In the words of my man Lemmy in his Motorhead classic “Traitor”, “You are abomination—you that betray the nation…”  Enjoy your time in the pokey with your bitches there, Marion…

AND NOW FOR SOMETHING COMPLETELY DIFFERENT…
On the opposite end of the sports spectrum, a tip of da hat to the Colorado Rockies, who decided as a team to donate a full playoff share to the family of Mike Coolbaugh, the first base coach of the Tulsa Drillers who was tragically struck and killed by a line drive earlier this season.  Tulsa is the AA minor league affiliate of the Rockies, and most of the Colorado players didn’t even know the man, but the team voted to help assist Coolbaugh’s widow (who is pregnant with the couple’s third child) with the full playoff share, which is no small chunk of change, especially if they win the World Series.  Bravo, gentlemen, bravo!

MIZZOU-RAH!
Congratulations to my Missouri Tigers for stomping the living caca out of Nebraska in Columbia on Saturday night.  Expectations have been at an all-time high for MU’s football team this year, and so far, they’ve lived up to them.  Next week’s game at Oklahoma will be an even bigger test of their collective mettle, and a win there would exorcise a demon or two for the program.  Congrats also to Kansas for picking off K-State in their own house on Saturday.  And a tongue-in-cheek congrats to Notre Dame for finally getting off the schnide and winning a game, 20-6 at UCLA, who’ve brought shame and disgrace upon themselves for life.

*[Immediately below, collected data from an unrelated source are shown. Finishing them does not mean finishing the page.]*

PR #1622, opened 2022-10-27
intrinsics: Add atomic_load_*

CohenArthur:


gcc/rust/backend/rust-builtins.cc
```diff
@@ -71,36 +71,40 @@ BuiltinsContext::setup_math_fns ()
...
+				     integer_type_node, NULL_TREE);
+  };
+
+  // define_builtin ("atomic_store", BUILT_IN_ATOMIC_STORE, "__atomic_store",
+  // NULL,
+  //   atomic_store_type, 0);
+  // define_builtin ("atomic_store_n", BUILT_IN_ATOMIC_STORE_N,
+  // "__atomic_store_n",
+  //   NULL, atomic_store_type, 0);
+
```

While I’m on football, is there anyone else besides me who’s finding the college game more fun to watch this year than the pros?  I love the NFL, but for some reason, their games are getting rather boring and predictable to me this year, while the colleges are more exciting and energetic.

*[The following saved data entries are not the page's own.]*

PR #1624, opened 2022-10-28
Ast dump refactor

jdupak:
Unifies all methods to overloads of the visit method and adds new helpers for common patterns (join by separator, visit as lines...)

### DIFF
--- a/gcc/rust/ast/rust-ast-dump.cc
+++ b/gcc/rust/ast/rust-ast-dump.cc
@@ -101,7 +101,8 @@ Dump::visit_items_as_lines (T &collection, const std::string &trailing)
 
 template <typename T>
 void
-Dump::visit_items_as_block (T &collection, char left_brace, char right_brace)
+Dump::visit_items_as_block (T &collection, const std::string &line_trailing,
+			    char left_brace, char right_brace)
 {
   if (collection.empty ())
     {
@@ -112,7 +113,7 @@ Dump::visit_items_as_block (T &collection, char left_brace, char right_brace)
       stream << left_brace << '\n';
 
       indentation.increment ();
-      visit_items_as_lines (collection, ",");
+      visit_items_as_lines (collection, line_trailing);
       indentation.decrement ();
 
       stream << indentation << right_brace << '\n';
@@ -944,7 +945,7 @@ Dump::visit (StructStruct &struct_item)
 
   // FIXME: where-clause
 
-  visit_items_as_block (struct_item.get_fields ());
+  visit_items_as_block (struct_item.get_fields (), ",");
 }
 
 void
@@ -979,7 +980,7 @@ void
 Dump::visit (EnumItemStruct &item)
 {
   stream << item.get_identifier ();
-  visit_items_as_block (item.get_struct_fields ());
+  visit_items_as_block (item.get_struct_fields (), ",");
 }
 
 void
@@ -998,7 +999,7 @@ Dump::visit (Enum &enum_item)
 
   // FIXME: where-clause
 
-  visit_items_as_block (enum_item.get_variants ());
+  visit_items_as_block (enum_item.get_variants (), ",");
 }
 
 void
@@ -1010,7 +1011,7 @@ Dump::visit (Union &union_item)
 
   // FIXME: where-clause
 
-  visit_items_as_block (union_item.get_variants ());
+  visit_items_as_block (union_item.get_variants (), ",");
 }
 
 void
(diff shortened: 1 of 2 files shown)


gcc/rust/ast/rust-ast-dump.cc
```diff
@@ -62,28 +57,86 @@ Dump::go (AST::Item &item)
...
+  visit (item);
+  stream << trailing << '\n';
+}
+
+template <typename T>
+void
+Dump::visit_items_as_lines (T &collection, const std::string &trailing)
+{
+  for (auto &item : collection)
+    visit_as_line (item);
```
CohenArthur, line 97:
```suggestion
    visit_as_line (item, trailing);
```
Unless I'm misunderstanding something?

gcc/rust/ast/rust-ast-dump.cc
```diff
@@ -62,28 +57,86 @@ Dump::go (AST::Item &item)
...
     {
-      const auto &seg = attrib.get_path ().get_segments ().at (i);
-      bool has_next = (i + 1) < attrib.get_path ().get_segments ().size ();
+      stream << left_brace << '\n';
 
-      stream << seg.get_segment_name ();
-      if (has_next)
-	stream << "::";
+      indentation.increment ();
+      visit_items_as_lines (collection, ",");
```
CohenArthur, line 113: I'm not sure I understand why block items should always have a trailing comma character. In the case of an extern block, that comma should be a semicolon if I'm understanding correctly.

gcc/rust/ast/rust-ast-dump.cc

THE END OF AN ERA (FOR NOW)
Saturday night was the final gig for one of the better bar bands you’ll ever see, a group called Headz Up.  Guitarist R.D. Snow, keyboardist John Gutierrez and bassist Michael Nitro have been traipsing around K.C. for over ten years playing everything from Johnny Cash to Black Sabbath in this band that once included my good friend and home improvement guru Phil Alvarez on drums, and Mr. Nitro has decided to “retire”.  One of the highlights of their set for me was always their nearly note-perfect rendition of Joe Cocker’s arrangement of “With A Little Help From My Friends” during which if you closed your eyes, you’d almost swear you were back at Woodstock with Nitro’s dead-on bluesy Cocker growl (minus all the epileptic-fit histrionics, that is).  My gut feeling is Mikey’s “retirement” is a temporary thing, and like Ozzy Osbourne, he’ll soon discover that retirement sucks!


THE DEVILS DO WEAR PRADA?
I often chuckle when I see photos like this one in the paper, featuring the latest runway fashions, and I have to ask the following:  Do these fashion designer people actually expect ordinary everyday women to wear this crap?!?  I haven’t seen pants like that since my Sears Toughskins that Mom made me wear in first grade!  They call this fashion?  This shit looks like it was designed by Krusty The Clown…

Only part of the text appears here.